Once the Voting Group owns less than 15% of our total outstanding shares of common stock, all remaining shares of Class B common stock will automatically convert on a one-for-one basis into shares of Class A common stock. The Stockholders’ Agreement will automatically terminate once the Voting Group owns less than 9% of the shares of our total outstanding common stock.

NO PREEMPTIVE OR SIMILAR RIGHTS

Our Class B common stock is not entitled to preemptive rights and is not subject to redemption or sinking fund provisions.

RIGHT TO RECEIVE LIQUIDATION DISTRIBUTIONS

Upon our liquidation, dissolution or winding-up, the assets legally available for distribution to our stockholders would be distributable ratably among the holders of our Class A common stock, Class B common stock and any participating preferred stock outstanding at that time, subject to prior satisfaction of all outstanding debt and liabilities and the preferential rights of and the payment of liquidation preferences, if any, on any outstanding shares of preferred stock.

COMBINED VOTING POWER OF CLASS A COMMON STOCK AND CLASS B COMMON STOCK

Holders of Class A common stock and Class B common stock will vote together as a single class on all matters requiring approval by our stockholders unless otherwise required by law.

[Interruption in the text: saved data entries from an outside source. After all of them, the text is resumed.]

PR #2848, opened 2022-10-11
Reprovisioning DPS leaks

patilsnr:


e2e/test/provisioning/ProvisioningE2ETests.cs
```diff
@@ -736,6 +736,8 @@ public async Task DPS_Registration_AmqpWs_X509_IndividualEnrollment_InvalidGloba
                     : _idPrefix + AttestationTypeToString(attestationType) + "-" + Guid.NewGuid();
             }
 
+            bool shouldCleanupEnrollment = groupId == null || groupId == TestConfiguration.Provisioning.X509GroupEnrollmentName;
```
drwill-ms, line 739: It shouldn't equal the hardcoded name if we should cleanup, right?

```suggestion
            bool shouldCleanupEnrollment = groupId == null || groupId != TestConfiguration.Provisioning.X509GroupEnrollmentName;
```

e2e/test/provisioning/ReprovisioningE2ETests.cs
```diff
@@ -95,7 +95,7 @@ public async Task ProvisioningDeviceClient_ReprovisionedDeviceResetsTwin_AmqpWs_
         [Timeout(TestTimeoutMilliseconds)]
         public async Task ProvisioningDeviceClient_ReprovisionedDeviceResetsTwin_AmqpTcp_SymmetricKey_RegisterOk_Individual()
         {
-            await ProvisioningDeviceClient_ReprovisioningFlow_KeepTwin(
+            await ProvisioningDeviceClient_ReprovisioningFlow_ResetTwin(
```
drwill-ms, line 98: Can you speak to the test name changes?

e2e/test/provisioning/ProvisioningE2ETests.cs
drwill-ms: This is actually a problem in my changes. I don't know why your PR has my changes in it too.

drwill-ms: Either way, you can fix this for me, please.

e2e/test/provisioning/ReprovisioningE2ETests.cs
```diff
@@ -451,69 +451,84 @@ public async Task ProvisioningDeviceClient_ReprovisioningBlockingWorks_MqttWs_Sy
...
-            }
+                auth = await CreateAuthenticationProviderFromNameAsync(
+                   attestationType,
+                   enrollmentType,
+                   groupId,
+                   reprovisionPolicy,
+                   allocationPolicy,
+                   customAllocationDefinition,
+                   iotHubsToStartAt)
+               .ConfigureAwait(false);
```
drwill-ms, line 469:
```suggestion
                       attestationType,
                       enrollmentType,
                       groupId,
                       reprovisionPolicy,
                       allocationPolicy,
                       customAllocationDefinition,
                       iotHubsToStartAt)
                   .ConfigureAwait(false);
```

e2e/test/provisioning/ReprovisioningE2ETests.cs
```diff
@@ -711,16 +726,14 @@ public async Task ProvisioningDeviceClient_ReprovisioningBlockingWorks_MqttWs_Sy
 
             if (provisioningAuth is AuthenticationProviderX509 x509Auth)
             {
-                X509Certificate2 cert = x509Auth.GetAuthenticationCertificate();
+                using X509Certificate2 cert = x509Auth.GetAuthenticationCertificate();
```
drwill-ms, line 729: If you put `using` here, it'll be disposed after line 731 and will not work when being used when referenced by `auth` in subsequent lines.

It has to be disposed in the `finally` block.

e2e/test/provisioning/ProvisioningE2ETests.cs
patilsnr: On it

e2e/test/provisioning/ReprovisioningE2ETests.cs
patilsnr: These addressed what we spoke about IRL regarding how different tests have the same functionality. After looking at more, it appeared to be that `..._ReprovisioningFlow_KeepTwin()` was being used in tests that should have been calling `ResetTwin()` instead, and vice versa.

drwill-ms (approved):

PR #2850, opened 2022-10-11
Print any errors from the devices cleanup job

drwill-ms:
Same as what was put in previews/v2 today.

### DIFF
--- a/iothub/service/samples/how to guides/CleanupDevicesSample/ImportError.cs
+++ b/iothub/service/samples/how to guides/CleanupDevicesSample/ImportError.cs
@@ -1,0 +1,19 @@
+﻿// Copyright (c) Microsoft. All rights reserved.
+// Licensed under the MIT license. See LICENSE file in the project root for full license information.
+
+using Newtonsoft.Json;
+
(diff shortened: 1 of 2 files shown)


iothub/service/samples/how to guides/CleanupDevicesSample/ImportError.cs
```diff
@@ -0,0 +1,19 @@
+﻿// Copyright (c) Microsoft. All rights reserved.
+// Licensed under the MIT license. See LICENSE file in the project root for full license information.
+
+using Newtonsoft.Json;
+
+namespace Microsoft.Azure.Devices.Samples
+{
+    internal class ImportError
```
drwill-ms, line 8: I'm thinking about adding this to the SDK for v2, like we have for ImportExportDevice. Thoughts?

timtay-microsoft: I'm surprised to hear we don't already have this feature. I'm in favor of adding it, sure.

timtay-microsoft (approved):

PR #2853, opened 2022-10-12
Removed public property to get shared access key as byte[] 

tmahmood-microsoft:


iothub/device/src/Authentication/ClientAuthenticationWithRegistrySymmetricKey.cs
```diff
@@ -87,25 +87,12 @@ public string ModuleId
...
-        }
-
-        /// <summary>
-        /// Gets or sets the Base64 formatted key associated with the device.
-        /// </summary>
-        public string KeyAsBase64String
-        {
-            get => Convert.ToBase64String(Key);
-            set => SetKeyFromBase64String(value);
+            get => Convert.ToBase64String(_key);
```
timtay-microsoft, line 94: Do we even need to save the key privately as a byte[]? I imagine we could just take a string as is and not need to convert to/from base64 here

iothub/device/src/Authentication/ClientAuthenticationWithRegistrySymmetricKey.cs
```diff
@@ -87,25 +87,12 @@ public string ModuleId
         }
 
         /// <summary>
-        /// Gets or sets the key associated with the device.
+        /// Gets or sets the Base64 formatted shared access key associated with the device.
```
drwill-ms, line 90:
```suggestion
        /// Gets or sets the BBase64-formatted shared access key associated with the device.
```

iothub/device/src/Authentication/ClientAuthenticationWithRegistrySymmetricKey.cs
```diff
@@ -118,14 +105,14 @@ public void Populate(ref IotHubConnectionCredentials iotHubConnectionCredentials
...
-            iotHubConnectionCredentials.SharedAccessKey = KeyAsBase64String;
+            iotHubConnectionCredentials.SharedAccessKey = Key;
             iotHubConnectionCredentials.SharedAccessKeyName = null;
             iotHubConnectionCredentials.SharedAccessSignature = null;
             iotHubConnectionCredentials.SasTokenTimeToLive = _suggestedTimeToLive;
             iotHubConnectionCredentials.SasTokenRenewalBuffer = _timeBufferPercentage;
         }
 
-        private void SetKeyFromBase64String(string key)
+        private void SetKey(string key)
```
drwill-ms, line 115: Do we need this validation? Can we just use an auto-property.

drwill-ms (approved):

timtay-microsoft (approved):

TRANSFER OF CLASS B COMMON STOCK

Each share of Class B Common Stock shall automatically, without any further action, convert into one share of Class A Common Stock immediately following a transfer to any person other than a member of the Voting Group. Such conversion shall occur automatically without the need for any further action by the holders of such shares and whether or not the certificates representing such shares (if any) are surrendered to the Company or its transfer agent; provided, however, that the Company shall not be obligated to issue certificates evidencing the shares of Class A Common Stock issuable upon such conversion unless the certificates evidencing such shares of Class B Common Stock are either delivered to the Company or its transfer agent, or the holder notifies the Company that such certificates have been lost, stolen or destroyed and executes an agreement satisfactory to the Company to indemnify the Company from any loss incurred by it in connection with such certificates. Upon the occurrence of such automatic conversion of the shares of Class B Common Stock, the holder of Class B Common Stock so converted shall surrender the certificates representing such shares (if any) at the offices of the Company or its transfer agent.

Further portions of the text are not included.